Eu sorrio um pouco, lembrando de tê-lo contado essa metáfora no clube depois da vitória de Luca no boxe, mas odiando que pareça tão preciso para o meu amigo.
-Aconteceu pela primeira vez na luta de boxe. Eu sabia que ele estava lá...instantaneamente, assim que ele entrou.
-Você sabia quem era? Tipo, você poderia identificá-lo na multidão?- Pergunto, um pouco sem fôlego de interesse, mas sem querer pressioná-lo demais.
-Eu sabia...a área...na multidão. Que algo em mim tinha se voltado repentinamente para os Atalaxianos. Mas não consegui identificar de imediato.- Ben levanta as mãos às têmporas e as esfrega em círculos suaves e preocupados enquanto lembra. -Mas eu não tinha certeza do que era precisamente - meu lobo insistiu, é claro, que minha companheira estava lá, mas quero dizer - o que diabos ele sabe.
Eu sorrio um pouco enquanto meu lobo se arrepia interiormente, chocado que Ben jamais duvidaria de seu lobo. Eu acaricio sua pelagem e ela se vira para lamber carinhosamente meus dedos.
-Então,- eu digo, hesitante. -O que aconteceu?
-Eu me senti...doente,- ele diz, levantando a cabeça e encontrando meus olhos. -Você se sentiu assim? Como...enjoado?
-Eu não me senti enjoada,- eu digo, virando a cabeça para o lado. -Mas meu centro de equilíbrio estava desregulado. Eu não conseguia andar direito - e foi justo antes de termos que ter aquela primeira luta corpo a corpo.- Eu sorrio com a lembrança carinhosa, mesmo que não estivesse tão feliz na época. -Acho que Rafe estava preocupado que eu tivesse tido um derrame porque não conseguia andar em linha reta.
-Deus, não é de se admirar que você tenha perdido tão espetacularmente,- Ben diz, rindo um pouco. -Mas parece ser mais ou menos a mesma coisa - nossos corpos responderam quase como se estivéssemos com enjoo, como se a gravidade e a percepção tivessem mudado.
-Sim,- eu digo, sorrindo para ele, contente por ter alguém que agora entende. Eu me pergunto, passivamente, se Jackson e Luca sentiram o mesmo e faço uma nota mental para perguntar a eles. -Então, quando você descobriu quem era?
-Depois que voltei para a luta. Tenho que admitir que não...observei Luca muito.

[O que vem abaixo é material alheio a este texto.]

PR #498, opened 2024-07-15
Update upper bounds on mirage-crypo and hkdf

MisterDA:
- mirage-crypto* < 1.0.0
- hkdf < 2.0.0

The upper-bounds are taken from the opam-repository.

### DIFF
--- a/tls-async.opam
+++ b/tls-async.opam
@@ -24,7 +24,7 @@ depends: [
   "core" {>= "v0.16"}
   "cstruct-async"
   "ppx_jane" {>= "v0.16"}
-  "mirage-crypto-rng-async"
+  "mirage-crypto-rng-async" {< "1.0.0"}
 ]
 tags: [ "org:mirage"]
 synopsis: "Transport Layer Security purely in OCaml, Async layer"
--- a/tls-eio.opam
+++ b/tls-eio.opam
@@ -17,8 +17,8 @@ depends: [
   "ocaml" {>= "5.0.0"}
   "dune" {>= "3.0"}
   "tls" {= version}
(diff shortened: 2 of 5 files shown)


hannesm:
Not sure it is worth it. I'm on vacation, but have plans in August to move on with #497 (on e we have x509 released).

Is your desire to have fixes / improvements in the current main branch? Or why did you submit this PR?

MisterDA:
The normalization helps when diff'ing the `opam` file from this repo and how opam _prints_ the package metadata with `opam show --raw <pkg>`.

art-w:
Thanks for removing the normalization! It was a bit aggressive to reformat those files and break git-blame: even the `opam-repository` doesn't [normalize them](https://github.com/mirleft/ocaml-tls/blob/main/tls.opam), and it's more important to be able to diff with those than with the pretty-printed output of `opam show` :)

hannesm:
> The normalization helps when diff'ing the `opam` file from this repo and how opam _prints_ the package metadata with `opam show --raw <pkg>`.

not sure I follow, where/when is `opam show --raw <pkg>` used?

MisterDA:
> > The normalization helps when diff'ing the `opam` file from this repo and how opam _prints_ the package metadata with `opam show --raw <pkg>`.
> 
> not sure I follow, where/when is `opam show --raw <pkg>` used?

It's what I use to see the diff between the `*.opam` files in repositories and in opam-repository to "backport" the bounds. If the files are not normalized the diff is too noisy. I usually go with something like `diff <(opam lint --normalise tls.opam) <(opam show --raw tls)`.

PR #500, opened 2024-08-06
Add a benchmark for throughput and handshakes using bechamel

hannesm:
This is based on @reynir's work in MirageVPN

//cc @dinosaure


hannesm:
We could add:
- handshake benchmarks (taking different kex into account, FF-DHE, ECDSA, 25519) - also with different key types (at the moment RSA is used)
- different block sizes (at the moment it is 1024 bytes)
- server side benchmarks (send, receive, handshake)

I don't quite understand the output (would be great to have a "throughput in MB/s" and "handshake in number of handshakes per second").

This is a start for conducting some stats with the latest release in order to measure and investigate #497 performance.

Happy to get feedback on the concrete implementation and what matrix would make sense.

hannesm:
@dinosaure I pushed a commit to also conduct the handshake/s in throughput.exe. the same commit extends some more ciphersuites, and finally outputs markdown tables. WDYT?

dinosaure (approved):
We probably can delete the benchmark with `bechamel`. For the handshake, `bechamel` can be a little more “accurate” in the sense that it tries to execute the handshake several times and tries to guess the factor that determines the execution time between 10, 20, ..., 100 handshakes. It does this by analyzing the results to remove “noise”, as long as it has no influence on the coefficient of determination.

The proposed `throughput` framework does not do this, and the results can therefore be influenced by “noise” and influence our interpretation. So, as you wish!

hannesm:
Thanks for your reply @dinosaure. I'm in favour of having a single module with the benchmarks. We can later always revise.

Indeed, there's noise in the benchmarks. I suspect that we'll at some point get towards less noise :)

PR #176, opened 2021-06-23
Add type ignore for numpy 1.21

### LINKED ISSUE #175: Mypy reports an error with Numpy 1.21
### Information

- **Python version**: python 3.7.10, python 3.8.5
- **Operating system**: ubuntu 20.04.2

`make mypy` reports the following error with the main branch.
```
mypy qiskit_optimization test tools
qiskit_optimization/algorithms/admm_optimizer.py:685: error: Incompatible types in assignment (expression has type "ndarray[Any, Any]", variable has type "QuadraticExpression")
Found 1 error in 1 file (checked 99 source files)
```

This happens with numpy 1.21 (released 3 hours ago). https://github.com/numpy/numpy/releases/tag/v1.21.0
Mypy does not report the error with numpy 1.20.

The following line causes the error. Mypy cannot perhaps handle setter `quadratic` properly.
https://github.com/Qiskit/qiskit-optimization/blob/7f341b00d850577cf866caecbee61a102144156e/qiskit_optimization/algorithms/admm_optimizer.py#L685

Eu rio um pouco, e ele ri comigo.
-Passei meu tempo, em vez disso,- Ben continua, -escaneando os Atalaxianos, tentando captar um cheiro. Foi muito difícil, porém. Havia um que eu...queria que fosse, talvez? Mais do que sabia que era? E ele, também, parecia um pouco doente e ficou perfeitamente rígido e imóvel, mesmo mantendo os olhos na luta.
-E você estava certo?- Pergunto, ansiosa, querendo que Ben tenha o garoto que ele queria que fosse com uma desesperança que quase me surpreende. Ben, ele é um amigo tão bom para mim - quero que ele tenha tudo no mundo que deseja.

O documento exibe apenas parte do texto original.